**What is needed**
Every line below that includes the word "required" needs to be copied.

------------------------

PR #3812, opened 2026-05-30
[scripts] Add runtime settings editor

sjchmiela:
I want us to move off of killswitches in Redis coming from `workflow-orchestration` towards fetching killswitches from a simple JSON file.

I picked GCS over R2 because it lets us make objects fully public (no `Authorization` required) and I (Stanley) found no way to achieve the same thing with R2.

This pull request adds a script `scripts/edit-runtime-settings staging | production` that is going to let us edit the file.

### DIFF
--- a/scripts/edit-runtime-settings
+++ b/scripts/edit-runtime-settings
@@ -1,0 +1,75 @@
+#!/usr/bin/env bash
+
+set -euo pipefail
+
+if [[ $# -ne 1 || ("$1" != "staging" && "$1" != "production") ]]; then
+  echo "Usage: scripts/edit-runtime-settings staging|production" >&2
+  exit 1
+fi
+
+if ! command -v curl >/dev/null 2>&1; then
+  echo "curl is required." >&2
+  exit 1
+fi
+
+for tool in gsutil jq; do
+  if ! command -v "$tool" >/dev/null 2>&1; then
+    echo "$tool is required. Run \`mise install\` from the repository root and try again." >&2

------------------------

**Written response**
I picked GCS over R2 because it lets us make objects fully public (no `Authorization` required) and I (Stanley) found no way to achieve the same thing with R2.
+  echo "curl is required." >&2
+    echo "$tool is required. Run \`mise install\` from the repository root and try again." >&2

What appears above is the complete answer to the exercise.